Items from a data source
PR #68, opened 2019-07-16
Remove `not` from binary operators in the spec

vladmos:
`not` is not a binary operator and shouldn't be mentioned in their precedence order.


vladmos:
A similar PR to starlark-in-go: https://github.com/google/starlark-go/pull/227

...

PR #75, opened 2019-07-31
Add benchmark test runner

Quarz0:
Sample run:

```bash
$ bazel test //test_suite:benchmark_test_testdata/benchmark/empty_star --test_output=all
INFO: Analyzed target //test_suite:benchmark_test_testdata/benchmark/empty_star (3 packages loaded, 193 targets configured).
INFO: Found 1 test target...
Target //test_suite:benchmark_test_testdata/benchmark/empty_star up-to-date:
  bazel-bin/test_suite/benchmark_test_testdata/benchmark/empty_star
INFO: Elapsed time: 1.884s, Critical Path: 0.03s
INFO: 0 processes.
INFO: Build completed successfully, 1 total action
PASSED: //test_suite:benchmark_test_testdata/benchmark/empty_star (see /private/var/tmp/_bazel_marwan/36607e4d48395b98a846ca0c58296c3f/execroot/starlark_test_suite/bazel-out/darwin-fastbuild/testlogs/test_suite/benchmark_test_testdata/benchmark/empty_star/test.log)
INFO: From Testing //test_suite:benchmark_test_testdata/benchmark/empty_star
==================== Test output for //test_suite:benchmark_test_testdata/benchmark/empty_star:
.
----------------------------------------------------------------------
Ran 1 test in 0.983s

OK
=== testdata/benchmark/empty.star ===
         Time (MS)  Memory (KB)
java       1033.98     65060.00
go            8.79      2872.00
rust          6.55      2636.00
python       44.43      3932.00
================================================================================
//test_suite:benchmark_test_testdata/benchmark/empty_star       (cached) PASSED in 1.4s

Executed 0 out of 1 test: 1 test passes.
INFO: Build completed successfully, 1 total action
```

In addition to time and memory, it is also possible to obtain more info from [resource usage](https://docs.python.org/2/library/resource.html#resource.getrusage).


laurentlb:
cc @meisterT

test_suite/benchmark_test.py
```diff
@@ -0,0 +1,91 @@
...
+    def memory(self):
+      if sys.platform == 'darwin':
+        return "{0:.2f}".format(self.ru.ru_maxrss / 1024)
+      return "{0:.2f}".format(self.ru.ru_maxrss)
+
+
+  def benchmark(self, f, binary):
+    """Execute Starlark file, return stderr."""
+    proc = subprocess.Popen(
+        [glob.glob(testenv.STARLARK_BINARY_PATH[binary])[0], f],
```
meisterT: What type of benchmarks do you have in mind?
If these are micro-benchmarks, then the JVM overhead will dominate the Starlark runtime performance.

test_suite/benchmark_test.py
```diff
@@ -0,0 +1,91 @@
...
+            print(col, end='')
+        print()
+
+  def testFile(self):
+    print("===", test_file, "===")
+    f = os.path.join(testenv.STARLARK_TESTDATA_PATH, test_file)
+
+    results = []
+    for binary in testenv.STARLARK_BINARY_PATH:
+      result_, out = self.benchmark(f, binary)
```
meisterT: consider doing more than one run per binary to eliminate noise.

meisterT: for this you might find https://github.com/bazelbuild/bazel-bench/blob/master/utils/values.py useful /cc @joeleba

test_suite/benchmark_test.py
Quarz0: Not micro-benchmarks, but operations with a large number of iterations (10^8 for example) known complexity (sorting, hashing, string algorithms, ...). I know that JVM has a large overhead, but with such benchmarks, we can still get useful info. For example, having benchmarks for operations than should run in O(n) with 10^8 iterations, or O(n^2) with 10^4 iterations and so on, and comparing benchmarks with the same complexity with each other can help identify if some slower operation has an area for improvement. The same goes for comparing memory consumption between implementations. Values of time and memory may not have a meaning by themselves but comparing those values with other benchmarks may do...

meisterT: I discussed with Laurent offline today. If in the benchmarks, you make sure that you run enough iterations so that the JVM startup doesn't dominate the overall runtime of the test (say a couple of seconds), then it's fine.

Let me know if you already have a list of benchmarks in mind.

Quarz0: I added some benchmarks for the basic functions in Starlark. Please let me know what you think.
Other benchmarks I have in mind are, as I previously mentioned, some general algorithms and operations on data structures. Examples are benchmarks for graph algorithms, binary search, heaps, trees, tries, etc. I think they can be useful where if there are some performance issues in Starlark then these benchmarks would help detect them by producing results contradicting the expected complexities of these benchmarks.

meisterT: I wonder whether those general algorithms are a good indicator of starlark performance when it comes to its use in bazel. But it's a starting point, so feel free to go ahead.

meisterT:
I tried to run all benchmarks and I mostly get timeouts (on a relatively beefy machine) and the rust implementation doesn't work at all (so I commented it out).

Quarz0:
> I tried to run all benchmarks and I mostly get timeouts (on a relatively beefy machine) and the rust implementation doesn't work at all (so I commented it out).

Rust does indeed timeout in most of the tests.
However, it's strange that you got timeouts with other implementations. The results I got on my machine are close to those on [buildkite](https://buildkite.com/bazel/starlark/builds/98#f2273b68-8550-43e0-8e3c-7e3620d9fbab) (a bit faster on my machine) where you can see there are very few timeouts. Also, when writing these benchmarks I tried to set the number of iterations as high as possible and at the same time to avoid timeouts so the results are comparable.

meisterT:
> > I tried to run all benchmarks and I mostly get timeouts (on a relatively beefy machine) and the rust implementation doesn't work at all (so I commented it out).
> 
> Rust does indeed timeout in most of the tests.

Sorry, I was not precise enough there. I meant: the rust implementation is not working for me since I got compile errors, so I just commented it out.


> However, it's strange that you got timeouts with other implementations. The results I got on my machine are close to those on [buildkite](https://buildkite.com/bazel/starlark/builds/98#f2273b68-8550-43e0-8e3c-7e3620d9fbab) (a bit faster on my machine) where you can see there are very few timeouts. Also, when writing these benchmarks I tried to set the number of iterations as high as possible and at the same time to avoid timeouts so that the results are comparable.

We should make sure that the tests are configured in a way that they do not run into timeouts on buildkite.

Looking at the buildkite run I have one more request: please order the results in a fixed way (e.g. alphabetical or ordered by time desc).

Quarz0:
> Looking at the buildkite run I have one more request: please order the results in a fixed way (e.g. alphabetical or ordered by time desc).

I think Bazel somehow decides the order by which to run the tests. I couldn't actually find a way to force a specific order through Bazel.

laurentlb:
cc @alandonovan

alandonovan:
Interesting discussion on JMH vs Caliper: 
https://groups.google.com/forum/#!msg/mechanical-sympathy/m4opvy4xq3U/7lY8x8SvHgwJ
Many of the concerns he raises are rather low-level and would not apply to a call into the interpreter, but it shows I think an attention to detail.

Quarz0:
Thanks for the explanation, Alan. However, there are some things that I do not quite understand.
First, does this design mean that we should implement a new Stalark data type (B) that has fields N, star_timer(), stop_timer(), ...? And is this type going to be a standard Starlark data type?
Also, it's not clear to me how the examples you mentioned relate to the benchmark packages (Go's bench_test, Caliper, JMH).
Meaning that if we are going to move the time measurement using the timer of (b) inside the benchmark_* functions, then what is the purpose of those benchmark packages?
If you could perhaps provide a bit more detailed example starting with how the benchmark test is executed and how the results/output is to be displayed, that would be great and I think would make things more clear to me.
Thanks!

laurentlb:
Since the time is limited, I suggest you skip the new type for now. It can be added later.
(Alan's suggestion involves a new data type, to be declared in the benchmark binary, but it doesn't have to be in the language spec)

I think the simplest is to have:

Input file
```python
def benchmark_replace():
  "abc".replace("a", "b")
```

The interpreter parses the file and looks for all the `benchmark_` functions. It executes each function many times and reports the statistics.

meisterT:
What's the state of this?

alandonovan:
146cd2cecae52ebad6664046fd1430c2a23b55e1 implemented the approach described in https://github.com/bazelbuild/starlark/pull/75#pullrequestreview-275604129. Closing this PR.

...

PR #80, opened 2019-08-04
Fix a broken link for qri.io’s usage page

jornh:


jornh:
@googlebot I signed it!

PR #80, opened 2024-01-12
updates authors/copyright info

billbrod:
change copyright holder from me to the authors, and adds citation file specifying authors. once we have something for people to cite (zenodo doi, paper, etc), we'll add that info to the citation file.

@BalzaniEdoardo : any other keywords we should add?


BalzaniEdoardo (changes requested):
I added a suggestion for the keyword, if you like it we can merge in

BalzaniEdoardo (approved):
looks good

# What you need to do
The answer must consist of every line from the entries that holds the string "interpreter".

# Exercise result
Many of the concerns he raises are rather low-level and would not apply to a call into the interpreter, but it shows I think an attention to detail.
The interpreter parses the file and looks for all the `benchmark_` functions. It executes each function many times and reports the statistics.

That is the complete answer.